Omega Ophiuchi

Observation data Epoch J2000 Equinox ICRS
- Constellation: Ophiuchus
- Right ascension: 16^{h} 32^{m} 08.19983^{s}
- Declination: −21° 27′ 59.0120″
- Apparent magnitude (V): 4.44 – 4.51

Characteristics
- Evolutionary stage: main sequence
- Spectral type: ApSrEuCr or A2 VpSrCrEu Ksn
- U−B color index: +0.13
- B−V color index: +0.130±0.002
- Variable type: α^{2} CVn

Astrometry
- Radial velocity (R_{v}): +2.5±0.7 km/s
- Proper motion (μ): RA: +21.12 mas/yr Dec.: +35.26 mas/yr
- Parallax (π): 19.34±0.21 mas
- Distance: 169 ± 2 ly (51.7 ± 0.6 pc)
- Absolute magnitude (M_{V}): 0.88

Details
- Mass: 2.25+0.13 −0.35 M_{☉}
- Radius: 2.97±0.19 R_{☉}
- Luminosity: 34.7±1.6 L_{☉}
- Surface gravity (log g): 3.85+0.65 −0.69 cgs
- Temperature: 8,150±250 K
- Metallicity [Fe/H]: −0.47 dex
- Rotation: 2.3205±0.0002 days
- Rotational velocity (v sin i): 32.2±1.4 km/s
- Age: 860+150 −110 Myr
- Other designations: ω Oph, 9 Ophiuchi, BD−21°4381, FK5 3307, GC 22221, HD 148898, HIP 80975, HR 6153, SAO 184450

Database references
- SIMBAD: data

= Omega Ophiuchi =

Star in the constellation Ophiuchus

Omega Ophiuchi, which is Latinized from ω Ophiuchi, is a variable star in the equatorial constellation of Ophiuchus, located just to the north of the ecliptic near the western constellation border with Scorpius. It is a white-hued star that is faintly visible to the naked eye with an apparent visual magnitude that fluctuates around 4.45. Parallax measurements indicate it lies at a distance of about 168.6 light years from the Sun. It is drifting further away with a radial velocity of +2.5 km/s.

This is an Ap star with a stellar classification of ApSrEuCr, displaying strong abundance anomalies of the elements strontium, europium, and chromium. Abt and Morrell (1995) found a class of A2 Vp(SrCrEu Ksn), showing further an A-type main-sequence star with a Ca II line (singly-ionized calcium) having both sharp and broad components. It is an Alpha^{2} Canum Venaticorum variable, with its brightness ranging from magnitude 4.44 down to 4.51 over a period of 2.99 days. A strong magnetic field has been measured on the surface.
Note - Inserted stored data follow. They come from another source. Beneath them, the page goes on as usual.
PR #12853, opened 2023-07-24
Switch from distutils to setuptools/sysconfig

adrianeboyd:
## Description

Additionally remove outdated `is_new_osx` check and settings.

### Types of change

?

## Checklist

### DIFF
--- a/setup.py
+++ b/setup.py
@@ -1,10 +1,9 @@
 #!/usr/bin/env python
 from setuptools import Extension, setup, find_packages
 import sys
-import platform
 import numpy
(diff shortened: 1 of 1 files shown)


svlandeg (approved):
Thanks for taking care of all of these!

adrianeboyd:
For the `is_new_osx` thing, there is a slight possibility that something might complain that it breaks something, but we don't have any good way to test it at this point. We could consider adding it back in (also for a new other packages, but with the `platform.mac_ver()` check from `spacy` instead of `distutils.util.get_platform()` that's in a few other places).

PR #12860, opened 2023-07-26
`SpanCat`: Remove invalid `threshold` config argument from example

shadeMe:
## Description

As discussed in #12858.

The `threshold` argument is only valid for the multi-class SpanCat component.

### Types of change

Doc fix

## Checklist


svlandeg (approved):
Thanks!

PR #12882, opened 2023-08-02
Update br tags

adrianeboyd:
## Description

I think the intention in displacy was `<br/>`, but maybe now `<br>` would be better (says the w3c markup validator anyway)?

### Types of change

Bug fix?

## Checklist

### DIFF
--- a/spacy/cli/package.py
+++ b/spacy/cli/package.py
@@ -403,7 +403,7 @@ def _format_sources(data: Any) -> str:
         if author:
             result += " ({})".format(author)
         sources.append(result)
-    return "<br />".join(sources)
+    return "<br>".join(sources)
 
 
 def _format_accuracy(data: Dict[str, Any], exclude: List[str] = ["speed"]) -> str:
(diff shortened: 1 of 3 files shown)


rmitsch:
Does this fix a bug? I just wouldn't want to assume the closing tag is an opening tag. `<br>` should be sufficient now AFAIK, yes (not an expert though).

adrianeboyd:
I think all browsers probably render `<br>`, `</br>`, and `<br/>` the same so it's not exactly a bug? It's been like this for ages. I'd noticed a few times in the past when inspecting the rendering but never worried about it beyond that. But I don't think that `</br>` has ever been an actual valid tag?

rmitsch:
Ah right, it's just line break.

rmitsch (approved):

svlandeg (approved):
If the w3c markup validator suggests `<br>` I would yet change it into that, but I suspect that it won't make a practical difference either way.

PR #12945, opened 2023-08-31
spacy-llm docs cleanup

svlandeg:
## Description
Significant clean-up of the `spacy-llm` docs. It'll probably be easier to review the summary below + [the preview](https://deploy-preview-12945--spacy.netlify.app/api/large-language-models) instead of (only) looking at the final diff.

### Fixes
* HF models don't have a default model name
* REST models don't have a `timeout` parameter, but `interval` and `max_request_time`
* The default of `max_tries` is 5, not 3
* Fix template references (adding ".v1" and fixing URLs)
* Set `temperature` to `0.0` in example code
* Add `Llama2` to the usage overview table

### Cosmetic changes
* Removed duplicate information from tasks with increasing versions, focusing instead on what is different between implementations
* Changed some level headings and add task-specific sublevels so we can link to "the NER task" without having to specify a version, and add version-inspecific information there.
* Grouped models with the same parameters together, as the current page had become too difficult to process. This also avoids having to repeat the same GPU-install or env instructions over and over again.

### Types of change
docs update

## Checklist


svlandeg:
Configured Netlify, let me try to close & reopen to trigger a preview 🤞

website/docs/api/large-language-models.mdx
```diff
@@ -164,71 +175,27 @@ descriptions.
...
 > Label descriptions can also be used with explicit examples to give as much
 > info to the LLM model as possible.
 
-You can also write definitions for each label and provide them via the
-`label_definitions` argument. This lets you tell the LLM exactly what you're
-looking for rather than relying on the LLM to interpret its task given just the
-label name. Label descriptions are freeform so you can write whatever you want
-here, but through some experiments a brief description along with some examples
-and counter examples seems to work quite well.
+New to v2, is the fact that you can write definitions for each label and provide
```
rmitsch, line 193:
```suggestion
New to v2 is the fact that you can write definitions for each label and provide
```

website/docs/api/large-language-models.mdx
```diff
@@ -712,6 +644,53 @@ it's a function of type `Callable[[Iterable[Any]], Iterable[Any]]`, but specific
 implementations can have other signatures, like
 `Callable[[Iterable[str]], Iterable[str]]`.
 
+### Models via REST API {id="models-rest"}
+
+These models all take the same parameters:
```
rmitsch, line 651: This might be somewhat misleading. Maybe we should single out `config` and emphasize that its content has to depend on the LLM provider?

svlandeg: Good point. What about https://github.com/explosion/spaCy/pull/12945/commits/ccc3fc1318824c9006c0273f09a90431f32d3ac3?

rmitsch: Sounds good!

rmitsch (approved):

PR #12952, opened 2023-09-03
Add error handling if import of info function in __init__.py fails

Vuizur:
## Description
The info function import currently imports the entire CLI. So it imports packages like typer and requests and importing spacy fails if they are not available on the current system. When we run spacy on webassembly, we might not want to bundle all of these CLI libraries, and using requests requires currently an ugly workaround (https://github.com/koenvo/pyodide-http) and the other CLI libraries can't really be used as of now and would be "dead weight". In the case of failure, by replacing info with a placeholder function that raises an error when it is attempted to be used, we can simply use spacy as is.

### Types of change

Bug fix

## Checklist

### DIFF
--- a/spacy/__init__.py
+++ b/spacy/__init__.py
@@ -21,7 +21,7 @@ try:
     from .cli.info import info  # noqa: F401
 except ImportError:
 
-    def info(*args, **kwargs):
+    def info(*args, **kwargs):  # type: ignore
         raise RuntimeError("Importing the CLI failed. Info function not available.")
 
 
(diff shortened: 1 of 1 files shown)


spacy/__init__.py
```diff
@@ -13,7 +13,13 @@
...
 from . import util
 from .about import __version__  # noqa: F401
-from .cli.info import info  # noqa: F401
+try:  
+    # Emscripten does not make use of the CLI and can not use the CLI libraries
+    # (typer etc.) that are imported here. Additionally importing requests,
+    # which is also done here, requires a workaround on this platform.
+    from .cli.info import info  # noqa: F401
+except ImportError:
+    info = lambda *args: "Importing the CLI failed. Info function not available."
```
hoodmane, line 22: Maybe:
```suggestion
    def info(*args, **kwargs):
        raise RuntimeError("Importing the CLI failed. Info function not available.")
```

Vuizur: True, this is really better.

PR #12955, opened 2023-09-05
Fix in BertTokenizer docs

svlandeg:
## Description
If I understand the intended use correctly, this function registry should refer to the example `BertTokenizer` implementation from the section above it.

### Types of change
docs fix

## Checklist


website/docs/usage/linguistic-features.mdx
```diff
@@ -1301,7 +1301,7 @@ correct type.
 @spacy.registry.tokenizers("bert_word_piece_tokenizer")
 def create_whitespace_tokenizer(vocab_file: str, lowercase: bool):
```
adrianeboyd, line 1302:
```suggestion
def create_bert_tokenizer(vocab_file: str, lowercase: bool):
```

PR #12963, opened 2023-09-06
fix training.batch_size example

magdaaniol:
## Description

Just fixing the `training.batch_size` examples as `batch_size` is not a component of the `training` section of the config so using it causes Pydantic validation error.

### Types of change

change to the documentation

## Checklist


svlandeg (approved):
Nice catch, and thanks so much for consistently fixing this!

PR #14018, opened 2026-08-18
Fix scoring of explicit whitespace tokens

### LINKED ISSUE #13739: Inconsistent handling of whitespace tokens in Scorer.score_token_attr
I've been training tagger and parser on heavily augmented data and was surprised by poor performance (comparing to what I calculated manually on the test dataset). I narrowed it down to `Scorer.score_token_attr`. 

Sorry, I don't have a code example, but it's pretty straight-forward. In this function, in the gold dataset, all tokens (except for those with a missing attribute) are included in evaluation. However, in the predicted dataset, whitespace tokens are excluded. If the gold dataset contains whitespace tokens (which is true in my case), we are not comparing apples to apples here and inflate the error rate.

I just created my own scorer for now, but this behavior is kind of unexpected.

Let me know if you want me to change the behavior, and I will do a PR. My own fix to the function was to add `exclude_spaces` parameter, defaulting to the current behavior (i.e. `True`), and either include or exclude whitespace tokens in **both** datasets.

```
# line 240 of scorer.py
for gold_i, token in enumerate(gold_doc):
        value = getter(token, attr)
        if value not in missing_values:
            gold_tags.add((gold_i, getter(token, attr)))
        else:
            missing_indices.add(gold_i)
    pred_tags = set()
    for token in pred_doc:
        if token.orth_.isspace(): # HERE: excluding whitespace tokens
            continue
        if align.x2y.lengths[token.i] == 1:
            gold_i = align.x2y[token.i][0]
```

tandede:
## Description

Explicit whitespace tokens were skipped while collecting predicted token attributes and dependencies, but the corresponding reference loops still included them. As a result, even otherwise identical predicted and reference documents containing a whitespace token could receive `0.8` instead of `1.0` for token attributes and dependency scores.

This change applies the existing whitespace-token policy symmetrically to the reference side of:

- `score_token_attr`
- `score_token_attr_per_feat`
- `score_deps`

Alignment indices remain unchanged because both sides continue to use the original token positions. The regression deliberately assigns different tag, POS, morphology, and dependency values to the predicted whitespace token and verifies that all affected scores remain `1.0`, while the non-whitespace annotations still match.

Closes #13739.

### Types of change

Bug fix.

## Validation

- Before the fix, the regression example produced `0.8` for `tag_acc`, `pos_acc`, `morph_acc`, `morph_micro_f`, `dep_uas`, and `dep_las`; after the fix all six are `1.0`.
- `python -m pytest -q spacy/tests/test_scorer.py` — 11 passed
- `python -m pytest -q spacy` — 3,615 passed, 1,229 skipped, 24 xfailed, 7 xpassed, 5 subtests passed
- `python -m ruff format spacy --check` — 886 files already formatted
- `python -m ruff check spacy --select I` — passed
- `git diff --check` — passed

The repository-wide all-rule Ruff hook reports pre-existing complexity and legacy-style findings in `spacy/scorer.py`; the official CI format and import-order checks pass.

## Checklist

- [ ] I confirm that I have the right to submit this contribution under the project MIT license.
- [x] My changes do not require a documentation change.


tandede:
Hi maintainers, I’m following up on this PR in case it was missed. It fixes scoring for explicitly represented whitespace tokens and is ready for review. Please let me know if any changes or additional validation would be helpful. Thank you!

PR #14019, opened 2026-08-18
Fix missing cp314 wheels on PyPI (#13949)

### LINKED ISSUE #13949: Missing cp314 wheels for v3.8.14 on PyPI
https://github.com/explosion/spaCy/releases/tag/release-v3.8.14 lists wheels for Python 3.14 (cp314).

https://pypi.org/project/spacy/3.8.14/#files does not list these wheels.

(The 3.8.13 release still had them, see https://pypi.org/project/spacy/3.8.13/#files)

bertonha:
## Problem

Fixes #13949. The v3.8.14 and v3.8.15 GitHub releases each have **40 assets**, but PyPI received only **30**. The 10 missing files are exactly the last-uploaded batch:

- all 8 `cp314` wheels
- the `cp313 win_arm64` wheel
- the `sdist` (`.tar.gz`)

## Root cause

`publish_pypi.yml` downloaded release assets with `robinraju/release-downloader`, which reads only the **first page** of a release's assets. GitHub paginates the release-assets listing at **30 per page** (the endpoint returns a `Link: …page=2` header and only 30 items), so the tail was never fetched and never uploaded to PyPI — even though all 40 files are present on the GitHub release.

This regressed when the action was pinned from the floating `@v1` tag to a specific SHA (v1.12) for supply-chain hardening in 4216738. v3.8.13 was published *before* that pin and got all 40 files; v3.8.14 was the first release *after* it and lost the tail.

## Fix

- Replace the downloader action with `gh release download`, which paginates correctly (verified locally: it fetches all 40 assets, including every cp314 wheel and the sdist).
- Add a verification step that compares the number of downloaded files against the release's asset count and fails the job on mismatch, so a partial upload can never silently reach PyPI again.

## Note

This workflow only runs on new release publications, so the already-affected v3.8.14/v3.8.15 wheels won't appear on PyPI retroactively — those need a one-off manual `gh release download` + `twine upload` of the missing files.

🤖 Generated with [Claude Code](https://claude.com/claude-code)

### DIFF
--- a/.github/workflows/publish_pypi.yml
+++ b/.github/workflows/publish_pypi.yml
@@ -23,9 +23,30 @@ jobs:
     # or, alternatively, upload to PyPI on every tag starting with 'v' (remove on: release above to use this)
     # if: github.event_name == 'push' && startsWith(github.ref, 'refs/tags/v')
     steps:
-      - uses: robinraju/release-downloader@daf26c55d821e836577a15f77d86ddc078948b05  # v1
-        with:
-          tag: ${{ github.event.release.tag_name }}
-          fileName: '*'
-          out-file-path: 'dist'
+      # Use `gh release download` rather than a third-party downloader action:
+      # GitHub paginates release assets at 30 per page, and a downloader that
+      # only reads the first page silently drops the tail. That's how the
+      # cp314 wheels + sdist went missing from PyPI for v3.8.14/v3.8.15 while
+      # being present on the GitHub release (#13949). `gh` paginates correctly.
+      - name: Download release assets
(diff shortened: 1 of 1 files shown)


grahamknapp-sofia:
Hello, I don't think this will work because the wheels on pypi are published using the private repo explosion/wheelmonger, not by the action in this repo - see the links on this page https://pypi.org/project/spacy/#spacy-3.8.15-cp313-cp313-musllinux_1_2_x86_64.whl - I think the error lies in that private repo not in the robinraju downloader.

Omega Ophiuchi is around 860 million years old with a projected rotational velocity of 32.2 km/s and a rotation period of 2.3 days. It has 2.3 times the mass of the Sun and 3.0 times the Sun's radius. The star is radiating 35 times the luminosity of the Sun from its photosphere at an effective temperature of 8,150 K. It is a source of X-ray emission.

On 9 December 2017, it was occulted by Venus as viewed from the South Atlantic.

This star has a significant change in its proper motion measurements over time, suggesting it may be an astrometric binary. The proposed companion is probably a compact star such as a white dwarf.